Perhaps every leap year is considered like a "Safek" (ספק) of which Adar is the primary Adar. Therefore we will be lenient when it comes to fasting to only fast on that month that we consider in halacha the primary one. This idea can be on a Yerushalmi on why we don't fast 2 days Yom Kippur because of a ספיקא דיומא (see Rem"a hilchos Yom Kippur siman 624).
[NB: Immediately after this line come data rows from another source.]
PR #115, opened 2026-06-11
Update template tests for new `@jupyter/builder` default

### LINKED ISSUE #107: Change tests after extension-template starts depending on v1
To restore the intended test behavior, I updated the test to use `--core-version 4.5.x` when building. This causes the build process to fetch `@jupyterlab/core-meta@4.5.x` from npm instead, whose `core_package.json` still includes `@jupyterlab/builder`. That allows compatibility verification to run again and correctly reproduces the expected compatibility failure.

Once the extension template migrates to `@jupyter/builder` and drops `@jupyterlab/builder`, we will need to revisit this test (and likely a few related ones) again.

_Originally posted by @Darshan808 in https://github.com/jupyterlab/jupyter-builder/issues/103#issuecomment-4510739445_

Darshan808:
### Description

The extension template now ships `@jupyter/builder` by default and no longer includes `@jupyterlab/builder`. Since `@jupyter/builder` is the preferred builder marker, our tests needed updating:

- Normal tests no longer adds `@jupyter/builder` explicitly — the template provides it now.
- The `*_jupyterlab_builder` tests now swap in `@jupyterlab/builder` and remove `@jupyter/builder` so they actually exercise the `jupyterlab/builder` path.

### DIFF
--- a/tests/test_tpl.py
+++ b/tests/test_tpl.py
@@ -107,9 +107,8 @@ def test_files_build_jupyterlab_builder(tmp_path):
         " p.resolutions = p.resolutions || {};"
         " p.resolutions.webpack='5.106.0';"
         " p.devDependencies = p.devDependencies || {};"
-        " const v = p.devDependencies['@jupyter/builder'] || '^4.0.0';"
         " delete p.devDependencies['@jupyter/builder'];"
-        " p.devDependencies['@jupyterlab/builder'] = v;"
+        " p.devDependencies['@jupyterlab/builder'] = '^4.0.0';"
         " fs.writeFileSync('package.json', JSON.stringify(p,null,2));"
     )
     run(["node", "-e", prepare], cwd=extension_folder, check=True)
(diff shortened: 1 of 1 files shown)


tests/test_tpl.py
```diff
@@ -270,8 +264,13 @@ def test_builder_version_mismatch(tmp_path):
 
     package_json_path = extension_folder / "package.json"
 
-    # Modify the @jupyterlab/builder version to an incompatible range
+    # The template ships `@jupyter/builder` by default, but the version
+    # incompatibility check can only be verified on `@jupyterlab/builder` for
+    # now. So we remove `@jupyter/builder` and pin `@jupyterlab/builder` to an
```
Darshan808, line 269: This is because, we don't have enough versions published yet to test for incompatibility using `@jupyter/builder`

krassowski (approved):
Thanks!

PR #122, opened 2026-06-21
fix: ignore module federation source maps to prevent build warnings

intagliated:
### Description

This PR resolves an issue where building extensions produces verbose source map parsing warnings from upstream packages (specifically `@module-federation/error-codes`).

While these builds complete successfully, missing TypeScript source files in third-party modules trigger `ENOENT: no such file or directory` errors from `source-map-loader`, which clutters the build logs.

By adding an `exclude` rule targeting `/node_modules\/@module-federation/` inside `src/extensionConfig.ts`, the builder now defensively skips parsing these known broken/missing upstream source maps.

### Related Issues

Fixes #111

### Type of Change

* [x] Bug fix (non-breaking change which fixes an issue)

### DIFF
--- a/src/extensionConfig.ts
+++ b/src/extensionConfig.ts
@@ -273,7 +273,8 @@ function generateConfig({
     rules.push({
       test: /\.js$/,
       enforce: 'pre',
-      use: [require.resolve('source-map-loader')]
+      use: [require.resolve('source-map-loader')], 
+      exclude: [/node_modules\/@module-federation/]
     });
   }
 
--- a/src/extensionConfig.ts
+++ b/src/extensionConfig.ts
@@ -273,7 +273,7 @@ function generateConfig({
     rules.push({
       test: /\.js$/,
       enforce: 'pre',
-      use: [require.resolve('source-map-loader')], 
+      use: [require.resolve('source-map-loader')],
       exclude: [/node_modules\/@module-federation/]
     });
   }
--- a/tests/test_extension_config.py
+++ b/tests/test_extension_config.py
@@ -1,0 +1,69 @@
+# Copyright (c) Jupyter Development Team.
+# Distributed under the terms of the Modified BSD License.
+
+import re
+from pathlib import Path
+
+
+def test_source_map_loader_excludes_module_federation_in_source():
+    """Regression test for https://github.com/jupyterlab/jupyter-builder/issues/111.
+
+    @module-federation/error-codes@0.21.4 shipped source map files that
+    referenced TypeScript source files (e.g. src/error-codes.ts) which were
+    never included in the published package. This caused source-map-loader to
+    throw ENOENT warnings during extension builds.
+
+    The fix adds an exclude rule in extensionConfig.ts so that source-map-loader
+    skips the @module-federation directory entirely.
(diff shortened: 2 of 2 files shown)


Darshan808:
Thanks for working on this @intagliated 
Do you really see those logs?
Can you share your output, or even better write a test proving they exist currently.

What I see: https://github.com/jupyterlab/jupyter-builder/issues/111#issuecomment-4756311271

Darshan808:
Thanks for digging. Yes if the fix is already in the upstream and warning logs are no longer seen here, than we can close this PR.

intagliated:
Hi @Darshan808.
 **The original warning from the issue:**
 ```
 WARNING in ./node_modules/@module-federation/error-codes/dist/index.cjs.js
     ⚠ Module Warning (from source-map-loader):
     │ Failed to parse source map from '.../node_modules/@module-federation/error-codes/src/error-codes.ts'
     │ Error: ENOENT: no such file or directory
 ```

 **The dependency chain that caused it:**
 ```
 @jupyterlab/builder@4.6.0-alpha.0   ← the early test release of the builder (Dec 2025)
   → @rspack/core@1.6.4              ← the bundler it depended on at that time (version 1.6.4)
     → @module-federation/runtime-tools@0.21.4
       → @module-federation/runtime@0.21.4
         → @module-federation/error-codes@0.21.4  ← the package that caused the warning
 ```

 These are all version numbers — the number after `@` identifies the exact release of a package. `0.21.4` is an older release of `@module-federation/error-codes`, while `2.5.1` is the current stable release pulled in today. The jump from `0.x` to `2.x` indicates a major rewrite happened between these releases.

 **Why `@module-federation/error-codes@0.21.4` caused the warning:**
 Its source map file (`dist/index.cjs.js.map`) pointed to source files that were never included in the published package:
 ```json
 "sources": [
     "../src/error-codes.ts",
     "../src/getShortErrorMsg.ts",
     "../src/desc.ts"
 ]
 ```
 So `source-map-loader` tried to find these `.ts` files, couldn't, and printed the `ENOENT` warning.

 **Why `@module-federation/error-codes@2.5.1` no longer causes the warning:**
 The newer release now embeds the source content directly inside the map file via `sourcesContent` — so the build tool no longer needs to look up any external files on disk. Nothing goes missing, no warning.

 **Tests added:**
 I've also added regression tests in `tests/test_extension_config.py` that verify:
 1. The `@module-federation` exclude rule exists in `src/extensionConfig.ts`
 2. The rule survived TypeScript compilation in `lib/extensionConfig.js`
 3. The exclude rule is placed directly alongside the `source-map-loader` rule, not just mentioned elsewhere in the file

intagliated:
Sure.

intagliated:
Hi, I  want to reopen the pull request again  to understand why the CI failed -16/21

Darshan808:
I added a extension build job in a PR and here' the CI https://github.com/jupyterlab/jupyter-builder/actions/runs/28006945873/job/82890989868?pr=126
There's no any warnings as mentioned in #111. I believe we should close this PR as well as the issue.

intagliated:
ok

PR #131, opened 2026-06-27
Bump rspack to 2.1

### LINKED ISSUE #129: Update to rspack 2.1.0 and set up dependabot for rspack?
It looks like it gets circa 10% performance boost and enables TypeScript 7 type checks. Also, it looks like rslint now supports ESLint plugins.

- https://rspack.rs/blog/announcing-2-1
- https://github.com/web-infra-dev/rspack/relases/tag/v2.1.0

Darshan808:
### Description
Rspack 2.1 is out, so bumping `@rspack/core` from 2.0.2 → 2.1.1.

Also added `@rspack/core` to the dependabot allow-list so we get future rspack bumps automatically.

### DIFF
--- a/.github/dependabot.yml
+++ b/.github/dependabot.yml
@@ -26,3 +26,4 @@ updates:
     versioning-strategy: increase
     allow:
       - dependency-name: "@jupyterlab/core-meta"
+      - dependency-name: "@rspack/core"
--- a/.github/workflows/downstream-tests.yml
+++ b/.github/workflows/downstream-tests.yml
@@ -54,7 +54,7 @@ jobs:
 
     - name: Install deps
       working-directory: downstream
-      run: jlpm install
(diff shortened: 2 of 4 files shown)


.github/dependabot.yml
```diff
@@ -26,3 +26,4 @@ updates:
     versioning-strategy: increase
     allow:
       - dependency-name: "@jupyterlab/core-meta"
+      - dependency-name: "@rspack/core"
```
krassowski, line 29: Maybe also `@module-federation/runtime-tools`? We can defer decision to another PR.

krassowski (approved):
LGTM, thanks!

.github/dependabot.yml
fleming79: Why not all dependencies as well?

PR #136, opened 2026-06-29
Upgrade glob dependency

fleming79:
Version upgrade from 7 -> 13 and removed tilde (~) versioning.
Requires node >= v20
See [glob changelog](https://classic.yarnpkg.com/en/package/glob#changelog)


Darshan808 (approved):
Thanks @fleming79

PR #147, opened 2026-07-13
Add `py.typed`

bollwyvl:
## references
- for https://github.com/jupyterlab/jupyterlab/issues/19057

## changes
- [x] add `py.typed` marker file for [PEP-561](https://peps.python.org/pep-0561/)
  - > by inspection, this is ending up in the `.tar.gz` and `.whl`; it seems like modern `hatchling` doesn't need any extra metadata :tada: 
- [x] ignore `py.typed` in `.licenserc.yaml`


krassowski (approved):
Thank you!

PR #150, opened 2026-07-17
Add deptry to CI to catch missing/transitive dependencies

### LINKED ISSUE #84: Ensure that all imports are listed in dependencies
It would have caught #83

Darshan808:
### Description

Wired `deptry` into the existing `test_lint` job

`scripts/` is excluded from scanning, so the `click`/`packaging`/`jupyter_releaser` imports in `bump_version.py` aren't flagged.

suppressed the remaining CLI-only/plugin tools (`ruff`, `mypy`, etc) via `per_rule_ignores` for DEP002 only, since they're invoked via subprocess/entry points and never imported.

No first-party import misfired.

### DIFF
--- a/pyproject.toml
+++ b/pyproject.toml
@@ -47,10 +47,11 @@ test = [
     "pytest-check-links>=0.7",
     "pytest-cov",
     "copier>=9.3,<10",
-    "jinja2-time"
+    "jinja2-time",
+    "deptry"
 ]
 # Check ruff version is aligned with the one in .pre-commit-config.yaml
-dev = ["build", "mypy", "pre-commit", "hatch", "ruff==0.15.20", "deptry"]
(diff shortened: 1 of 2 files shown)


Darshan808:
CI shows:
> Run deptry .
> + deptry .
> Scanning 21 files...
>
> Success! No dependency issues found.

pyproject.toml
```diff
@@ -50,7 +50,7 @@ test = [
     "jinja2-time"
 ]
 # Check ruff version is aligned with the one in .pre-commit-config.yaml
-dev = ["build", "mypy", "pre-commit", "hatch", "ruff==0.15.20"]
+dev = ["build", "mypy", "pre-commit", "hatch", "ruff==0.15.20", "deptry"]
```
krassowski: Can this go to test dependencies instead?

krassowski (approved):
Thank you!

PR #151, opened 2026-07-17
Fix flaky `test_builder_version_mismatch`

### LINKED ISSUE #148: Tests failing on CI?
```
FAILED tests/test_tpl.py::test_builder_version_mismatch - AssertionError: Expected version mismatch error message not found in output!
assert None
 +  where None = <function search at 0x10397e980>('ValueError: Extensions require a devDependency on @jupyterlab/builder@\\^[^,]+, you have a dependency on 4\\.0\\.0', '/Users/runner/work/jupyter-builder/jupyter-builder/jupyter_builder/debug_log_file_mixin.py:62: UserWarning: An error ...g file for details: jupyterlab-debug.log\n  warnings.warn(f"See the log file for details: {log_path}", stacklevel=1)\n')
```

Darshan808:
### Description

This test kept failing with HTTP 403: rate limit exceeded because `--core-version 4.5.x` isn't on npm, so it fell back to downloading `core-meta` from GitHub, which is rate-limited in CI.

`get_core_meta` checks the local cache before hitting the network, so the test now seeds a minimal dummy `core.package.json` for `4.5.x` before the build. It declares an incompatible `@jupyterlab/builder` version range (same as in real core meta file for `4.5.x`), which is all the test needs to trigger the version-mismatch error. This avoids all network access and eliminates the flake.

### DIFF
--- a/tests/test_tpl.py
+++ b/tests/test_tpl.py
@@ -257,10 +257,37 @@ def test_watch_functionality_jupyterlab_builder(tmp_path):
             watch_process.kill()
 
 
+def _seed_core_meta_cache(version, builder_range):
+    """Seed the core-meta cache so ``get_core_meta`` resolves offline."""
+    home = os.environ.get("HOME") or str(Path.home())
+    cache_file = (
+        Path(home) / ".cache" / "jupyterlab_builder" / "core" / version / "core.package.json"
+    )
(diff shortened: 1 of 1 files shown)


krassowski (approved):
Thank you!

PR #7, opened 2024-02-11
feature/webrtc stats

amitovadia-did:
Gather webrtc stats and send report to callback

report includes segmented stats about each second of the video, and takes the 5 highest offenders in regards to packet loss.

### DIFF
--- a/demo-app/app.tsx
+++ b/demo-app/app.tsx
@@ -59,7 +59,7 @@ export function App() {
         }
     }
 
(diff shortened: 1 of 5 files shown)


benyael15 (approved):
are we sure of the triggers of events?
StreamEvents.StreamStarted - is video(talk) started
StreamEvents.StreamDone - is when session is dead, no? or perhaps here "done" mean idle?
lets make sure when in office that its what we wanted
other then that - great

PR #25, opened 2024-03-27
Add Connect + change rate

HaMMeRSI:
…reateSocketManager


src/createAgentManager.ts
```diff
@@ -106,136 +132,161 @@ export function getAgent(agentId: string, auth: Auth, baseURL?: string): Promise
...
+
+            const response = await agentsApi.chat(agentInstance.id, items.chat.id, {
+                sessionId: items.streamingManager.sessionId,
+                streamId: items.streamingManager.streamId,
+                messages: items.messages,
+                append_chat,
+            });
+
+            items.messages.push({
+                id: getRandom(),
```
benyael15, line 228: if user dont send it throw the API?
is the API create ID for message in BE - if not please add

benyael15 (approved):

PR #32, opened 2024-04-07
ask for stream warmup

osimhi213:
verified that stream_warmup is sent on streams post request

### DIFF
--- a/src/types/stream/api/clip.ts
+++ b/src/types/stream/api/clip.ts
@@ -48,6 +48,13 @@ export interface CreateClipStreamRequest {
      * @default auto
      */
     compatibility_mode?: CompatibilityMode;
+    /**
+     * Whether to stream wamrup video on the connection.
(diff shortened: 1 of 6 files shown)


src/types/stream/api/clip.ts
```diff
@@ -48,6 +48,13 @@ export interface CreateClipStreamRequest {
      * @default auto
      */
     compatibility_mode?: CompatibilityMode;
+    /**
+     * Whether to stream wamrup video on the connection.
+     * If set to true, will stream a warmup video when connection is established.
+     * At the end of the warmup video, a message containing "stream/ready" will be sent on the data channel.
+     * @default false
```
amitovadia-did, line 55: remove default false if we use default true

amitovadia-did (approved):

src/types/stream/api/clip.ts
osimhi213: was removed. thx

PR #34, opened 2024-04-10
Feature/agent manager chat mode

almog100:
Chat with text only  mode: chatWithoutStream


src/types/entities/agents/manager.ts
```diff
@@ -102,12 +102,16 @@ export interface AgentManager {
      * Method to close all connections with agent, stream and web socket
      */
     disconnect: () => Promise<void>;
+    /**
```
benyael15, line 105: wouldnt it be easier and cleaner to do some like

chat: (userMessage: string, chatMode: chat-mpode,append_chat?: boolean)

within the same methos?

src/createAgentManager.ts
```diff
@@ -252,7 +255,70 @@ export async function createAgentManager(agent: string, options: AgentManagerOpt
 
             analytics.track('agent-chat', { event: 'disconnect', chatId: items.chat?.id, agentId: agentInstance.id });
         },
-        async chat(userMessage: string, append_chat: boolean = false, enforceTextOnly: boolean = false) {
+        async chatWithoutStream(userMessage: string) {
+            try {
```
benyael15, line 259: add chat_mode to all MP analytics

src/types/entities/agents/manager.ts
almog100: we wanted to handle chatMode only in agents-ui, so we separate everything in agent-sdk so things won't get mixed up and only in agents-ui I have this differentiation by chatMode.

benyael15: gotchta - this is sdk :)

infra/build.js
```diff
@@ -36,6 +36,8 @@ try {
     console.log('start copy');
     const root = path.resolve(import.meta.url, '../../').split(':')[1];
     const dist = path.resolve(root, './dist');
+    const packageJson = path.resolve(root, './package.json');
+    console.log(packageJson);
```
benyael15, line 40: remove log

infra/build.js
```diff
@@ -52,6 +54,7 @@ try {
 
     console.log('Copying new package');
     fs.cpSync(dist, embeddedSdk, { recursive: true });
+    fs.copyFileSync(packageJson, path.resolve(embeddedSdk, '../package.json'));
 } catch (e) {
-    console.log('Copy failed');
+    console.log('Copy failed', e);
```
benyael15, line 59: remove

benyael15 (approved):

infra/build.js
HaMMeRSI: this is the build script

PR #40, opened 2024-04-29
Consume video events

nhantd:


src/createAgentManager.ts
```diff
@@ -184,6 +185,9 @@ export async function createAgentManager(agent: string, options: AgentManagerOpt
                 }
 
                 options.callbacks.onNewMessage?.(items.messages);
+            } else if ('videoStartTime' in data) {
```
benyael15, line 188: why not condition bu the event name?

src/createAgentManager.ts
```diff
@@ -163,27 +163,34 @@ export async function createAgentManager(agent: string, options: AgentManagerOpt
...
+                if (event === ChatProgress.Complete) {
                     analytics.track('agent-message-received', { messages: items.messages.length });
                 }
 
                 options.callbacks.onNewMessage?.(items.messages);
+            } else if ([StreamEvents.StreamVideoCreated, 
+                        StreamEvents.StreamVideoDone, 
+                        StreamEvents.StreamVideoError, 
+                        StreamEvents.StreamVideoRejected].includes(event as StreamEvents)) {
+                // Stream video event
```
benyael15, line 192: i think we need to add event: event to the MP payload
where is the stop/start?

benyael15: like this
analytics.track('agent-video', { event: event, ...message});

benyael15 (changes requested):

benyael15 (approved):
just make sure the events are in the payload
Stop/Start

PR #47, opened 2024-05-07
adding stream resolution option in create stream

osimhi213:
- adding stream resolution configuration for sdk users
- agents use 1080 for stitch as default

### DIFF
--- a/src/types/entities/agents/manager.ts
+++ b/src/types/entities/agents/manager.ts
@@ -85,6 +85,11 @@ export interface AgentManagerOptions {
      */
     distinctId?: string;
     mode?: ChatMode;
+    /**
+     * Desired stream resolution for the session
+     * @minimum 0
+     * @maximum 1080
+     */
     streamResolution?: number;
 }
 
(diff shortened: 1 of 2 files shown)


src/types/entities/agents/manager.ts
```diff
@@ -85,6 +85,12 @@ export interface AgentManagerOptions {
      */
     distinctId?: string;
     mode?: ChatMode;
+    /**
+     * Desired stream resolution for the session
+     * @minimum 0
+     * @maximum 1080
+     */
+    streamResolution?: number;
```
HaMMeRSI, line 93: Can we support all resolutions?
do we want to?
maybe limit to
144 | 360 | 720 | 1080
like youtube?

HaMMeRSI (approved):

src/types/entities/agents/manager.ts
osimhi213: there is a limit of minimum resolution but we don't acutally limit it.
maybe let's keep it as number between 0 and 1080 cause the api supports all and then think of limit it to what you were sasying.
is that ok?  @HaMMeRSI

PR #49, opened 2024-05-12
relying on stream/started event to start streaming

osimhi213:
- rather than webrtc stats
- to avoid first sentence cut-off
- in agents-ui we set opacity to 1 when it actually start playing so no risk 
https://app.asana.com/0/1207192568376365/1207237906837102/f


HaMMeRSI (approved):
Dont we want to remove the logic entirly?

osimhi213:
No I don't think so

PR #53, opened 2024-05-19
setting stats interval to 100ms

osimhi213:
- sensitive to stream start
- fixing the cutoff bug
- https://app.asana.com/0/1207192568376365/1207237906837102/f
- @benyael15 don't merge yet, I want to check with you the stats to mixpanel..

### DIFF
--- a/src/createStreamingManager.ts
+++ b/src/createStreamingManager.ts
@@ -77,10 +77,10 @@ function pollStats(peerConnection: RTCPeerConnection, onVideoStateChange, analyt
                 isStreaming = true;
             }
 
-        } else {
+        } else if (isStreaming) {
             notReceivingNumIntervals++;
 
-            if (isStreaming && notReceivingNumIntervals >= notReceivingIntervalsThreshold) {
+            if (notReceivingNumIntervals >= notReceivingIntervalsThreshold) {
                 onVideoStateChange?.(StreamingState.Stop);
 
                 isStreaming = false;
--- a/src/createStreamingManager.ts
+++ b/src/createStreamingManager.ts
@@ -41,7 +41,7 @@ function createVideoStatsAnalyzer() {
     let lastBytesReceived = 0;
 
     return (stats: RTCStatsReport) => {
-        for (const report of stats.values()) {
+        stats.forEach(report => {
             if (report.type === 'inbound-rtp' && report.kind === 'video') {
                 if (report) {
                     const currBytesReceived = report.bytesReceived;
@@ -52,7 +52,7 @@ function createVideoStatsAnalyzer() {
                     return isReceiving
                 }
             }
-        };
+        });
 
         return false;
     };
@@ -64,7 +64,7 @@ function pollStats(peerConnection: RTCPeerConnection, onVideoStateChange, analyt
 
     let notReceivingNumIntervals = 0;
     let isStreaming = false;
-    
+
     const isReceivingBytes = createVideoStatsAnalyzer();
 
     return setInterval(async () => {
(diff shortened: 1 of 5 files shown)


src/createStreamingManager.ts
```diff
@@ -37,57 +37,58 @@ function mapConnectionState(state: RTCIceConnectionState): ConnectionState {
...
-                        if (!isPlaying && isPlayingFalseNumIntervals === 2) {
-                            onVideoStateChange?.(StreamingState.Stop, videoStatsReport);
-                        }
-                    }
-                    videoStats.push(report);
+function createVideoStatsAnalyzer() {
+    let lastBytesReceived = 0;
+
+    return (stats: RTCStatsReport) => {
+        stats.forEach(report => {
```
HaMMeRSI, line 44: can we change it to 
for (const report of stats) ?

src/createStreamingManager.ts
```diff
@@ -37,57 +37,58 @@ function mapConnectionState(state: RTCIceConnectionState): ConnectionState {
...
+            if (report.type === 'inbound-rtp' && report.kind === 'video') {
+                if (report) {
```
HaMMeRSI, line 46: if (report.type === 'inbound-rtp' && report.kind === 'video') {
                if (report) {

the order doesn't make sense

src/createStreamingManager.ts
```diff
@@ -37,57 +37,58 @@ function mapConnectionState(state: RTCIceConnectionState): ConnectionState {
...
+                    const currBytesReceived = report.bytesReceived;
+                    const isReceiving = currBytesReceived - lastBytesReceived > 0;
+
+                    lastBytesReceived = currBytesReceived
+
+                    return isReceiving
```
HaMMeRSI, line 52: ;

src/createStreamingManager.ts
```diff
@@ -37,57 +37,58 @@ function mapConnectionState(state: RTCIceConnectionState): ConnectionState {
...
+    let lastBytesReceived = 0;
+
+    return (stats: RTCStatsReport) => {
+        stats.forEach(report => {
+            if (report.type === 'inbound-rtp' && report.kind === 'video') {
+                if (report) {
+                    const currBytesReceived = report.bytesReceived;
+                    const isReceiving = currBytesReceived - lastBytesReceived > 0;
+
+                    lastBytesReceived = currBytesReceived
```
HaMMeRSI, line 50: ;

src/createStreamingManager.ts
```diff
@@ -37,57 +37,58 @@ function mapConnectionState(state: RTCIceConnectionState): ConnectionState {
...
+            notReceivingNumIntervals = 0;
+
+            if (!isStreaming) {
+                onVideoStateChange?.(StreamingState.Start);
+
+                isStreaming = true;
+            }
+
+        } else {
+            notReceivingNumIntervals++;
```
HaMMeRSI, line 83: you always increase it no?

HaMMeRSI (changes requested):

src/createStreamingManager.ts
osimhi213: I kept the original order, you're right. I'll add it to the condition

src/createStreamingManager.ts
osimhi213: as long as not receiving no ? 
I zero it overhere:
if (isReceivingBytes(stats)) {
            notReceivingNumIntervals = 0;

            if (!isStreaming) {

                isStreaming = true;
            }

        }

osimhi213: done

HaMMeRSI (approved):

PR #55, opened 2024-05-22
Reconnect with new stream

nhantd:
https://app.asana.com/0/1207192568376365/1207237906837080/f

When stream is invalid, then .chat() function should retry to create new stream id, and send the chat again. This is to avoid user/agent falling into message not reponsed.

https://github.com/de-id/agents-sdk/assets/6271974/8ec56289-e463-4a8a-bb06-9308a6b6ce8d

### DIFF
--- a/src/createAgentManager.ts
+++ b/src/createAgentManager.ts
@@ -271,6 +271,22 @@ export async function createAgentManager(agent: string, options: AgentManagerOpt
         }
     }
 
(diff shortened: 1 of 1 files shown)


benyael15 (commented):
how does it garrantee that the message sent after recoonnection wont appear twice as its today?

benyael15 (approved):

  • The case of yom kippur is two adjacent days which isn't relevant here. Can you provide any indication that a leap year is considered a safek? I've never heard that before and strongly doubt its veracity.
    – Double AA
    Mar 17, 2023 at 15:59
  • according to the the great Gaon of Ostrovtze (Rav Meir Yecheil Halevi Halshtuck z"l) his understanding of the Yerushalmi above is relevant my comparison to Tannis Esther (check this link (hebrewbooks.org/pdfpager.aspx?req=40970&st=&pgnum=115) to see his a beautiful and novel approach to this Yerushalmi). I considered it a safek based on the fact that there is a dispute in the Gemara Megilla 6b determining the primary Adar.. Mar 17, 2023 at 16:59
  • The gemara does not debate which adar is primary, but rather in which adar's purim do we perform certain mitzvot. Additionally, the fact that there is a debate in the gemara about something does not automatically make it a safek.